- Clint Warwick in 1965

Background information
- Born: Albert Eccles 25 June 1940 Aston, Birmingham, England
- Died: 15 May 2004 (aged 63) Birmingham, England
- Genre: Rock
- Occupation: Musician
- Instruments: Bass; vocals;
- Years active: 1964–1966, 2002–2004
- Label: Decca

= Clint Warwick =

English rock musician (1940–2004)

Clint Warwick (born Albert Eccles; 25 June 1940 – 15 May 2004) was an English rock musician and the original bassist for the rock band the Moody Blues.

==Life and career==
Warwick was born in Aston, Birmingham, England.

He was drawn to music during the skiffle boom of the late 1950s, joining Danny King and the Dukes and playing in Birmingham pubs and other venues. Ray Thomas and Mike Pinder, who had played together in Hamburg with the Krew Kats, decided to form a group with the addition of Denny Laine, who had fronted the Diplomats, Graeme Edge, who had been a member of Gerry Levene and the Avengers, and Eccles—who changed his name to Clint Warwick by putting together the names of his favourite singer, Dionne Warwick, and his favourite actor, Clint Walker.

The Moody Blues released one album with Warwick on bass, Go Now - The Moody Blues #1 (USA release on London Records), whereas The Magnificent Moodies was released on Decca in the UK, with sleeve notes by Donovan and a different track listing. The album yielded the hit single "Go Now", which reached No. 1 in the UK in January 1965, and the Top Ten in the U.S. Warwick took one co-lead vocal on that album with Laine, on the track "I've Got A Dream" (which featured Ray Thomas on flute). The closing track "'Bye Bye Bird" was issued as an overseas single and became a hit in France.

Warwick was also on the EP The Moody Blues issued on Decca in 1964, and appeared on all their Decca singles, beginning with their debut, "Steal Your Heart Away" (1964), then "Go Now", "I Don't Want to Go On Without You", "Everyday", "From The Bottom Of My Heart (I Love You)" (all 1965), plus "Boulevard De La Madeline" (1966) up to "Life's Not Life" in 1966.

Warwick's and Laine's era of the Moody Blues was featured on various compilation albums on both vinyl and CD, such as The Moody Blues Collection. A later CD issue of The Magnificent Moodies in 2006 included the rare track "People Gotta Give" (mistitled as "People Gotta Go") - a Pinder-Laine composition from the Boulevard De La Madeline French EP release.

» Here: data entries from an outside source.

PR #2423, opened 2019-10-07
Address requirement fix

davidrapson:
The schema lines for main and senior contact addresses were missing a `.required()`

```
Joi.ukAddress().compare(Joi.ref('seniorContactAddress'))
```

This meant that whilst an object would be validated against the expected schema if some values were present, if somehow _nothing_ was provided we'd consider this OK.

Our "empty form" snapshot test technically caught this but due to us using the same messages for all address fields it was difficult to spot; particularly as snapshot tests are based on the assumption of a _good_ first state to test against. 

I've made the original snapshot test more explicit to also include the field name in the snapshot and added an additional test to cover the field requirement.


controllers/apply/awards-for-all/form.test.js
```diff
@@ -865,6 +880,26 @@ describe('Contacts', () => {
         });
     });
 
+    test('contact address required by default', () => {
```
davidrapson: This test probably isn't _strictly_ required as it's covered by the amended empty form test but worth having an an explicit check.

PR #2427, opened 2019-10-07
Revert "Revert "Save and redirect without rendering validation errors""

NikhilNanjappa:
Reverts biglotteryfund/blf-alpha#2426

### DIFF
--- a/views/components/user-navigation/macro.njk
+++ b/views/components/user-navigation/macro.njk
@@ -13,26 +13,12 @@
                     {% if previousPage %}
                         <li class="user-nav__pagination-link user-nav__pagination-link--prev">
                             <span class="user-nav__pagination-arrow">←</span>
-                            <a href="{{ previousPage.url }}">
-                                <span>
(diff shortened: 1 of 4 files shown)


views/components/user-navigation/macro.njk
```diff
@@ -13,12 +13,23 @@
                     {% if previousPage %}
                         <li class="user-nav__pagination-link user-nav__pagination-link--prev">
                             <span class="user-nav__pagination-arrow">←</span>
-                            <input class="btn-link" name="previousBtn" type="submit" formaction="" value="{{ __('applyNext.navigation.previous') }}"/>
+                            <div class="user-nav__pagination-btn-container">
```
davidrapson: Do we need this extra `user-nav__pagination-btn-container` div?

NikhilNanjappa: Yup (or a `span`). It was a solution for steps label not wrapping below the next/prev buttons (earlier it was within `<a>` element).

PR #2432, opened 2019-10-07
Project name

davidrapson:
This adds a project name field to the get advice form. Determined it is beneficial to allow distinguishing between multiple ideas. Pending confirmation of exactly where the field should appear.


davidrapson:
[Add project name to get advice form so applicants can refer to previous submissions at a glance](https://trello.com/c/4wa4lTqr/856-add-project-name-to-get-advice-form-so-applicants-can-refer-to-previous-submissions-at-a-glance)

davidrapson:
Merging this as is, we need to decide if this is the right place to ask the question, but it's safe to merge.

PR #2440, opened 2019-10-08
Config cleanup

davidrapson:
Config simplification where settings don't change per environment

- Inline `indexable` config, only used for robots
- Merge session config and cookie name into same config
- Remove unused `domains.base`
- Remove need for `enableSiteSurvey` this can be set as default in locals
- Remove need for name change message (this is always on)
- Remove complexity around CSP config, no need for arguments
- Replace `enableCloudWatchLogs` config in favour of `isDev` check which is more direct


davidrapson:
I'm pro removing it now tbh, but yeah after a year feels more realistic.

PR #2442, opened 2019-10-08
Track clicks on email expiry prompts

mattandrews:
We can link users directly to their expiring application in the emails, and also track when they click on these links so we have some idea of how effective these reminders are. Confirmed this works as expected locally.

### DIFF
--- a/controllers/apply/form-router-next/index.js
+++ b/controllers/apply/form-router-next/index.js
@@ -238,6 +238,14 @@ function initFormRouter({
      * Route: Edit application
      */
     router.get('/edit/:applicationId', function(req, res) {
+        // If this link includes a source (s) parameter, track it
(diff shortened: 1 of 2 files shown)


controllers/apply/form-router-next/index.js
```diff
@@ -238,6 +238,14 @@ function initFormRouter({
      * Route: Edit application
      */
     router.get('/edit/:applicationId', function(req, res) {
+        // If this link includes a source (s) parameter, track it
+        // eg. to analyse usage of expiry reminder emails
+        if (get(req.query, 's') === 'expiryEmail') {
```
davidrapson: I think `if(req.query.s === 'expiryEmail')` should be safe to do without the `get`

Film footage survives of the original line-up of The Moody Blues performing "Go Now" on BBC2's The Beat Room (later included in the BBC series Sounds of The Sixties) plus the first single's B-side "Lose Your Money (But Don't Lose Your Mind)" on Ready Steady Go! in August 1964 with Warwick and Laine performing, and has been re-screened in recent years.

Feeling stressed by touring, Warwick left the band and his music career in 1966 to become a carpenter and spend time with his family. He released his first solo recording in 2002, a CD single entitled "My Life, the Waltz", and was working on another solo recording at the time of his death from hepatitis in 2004.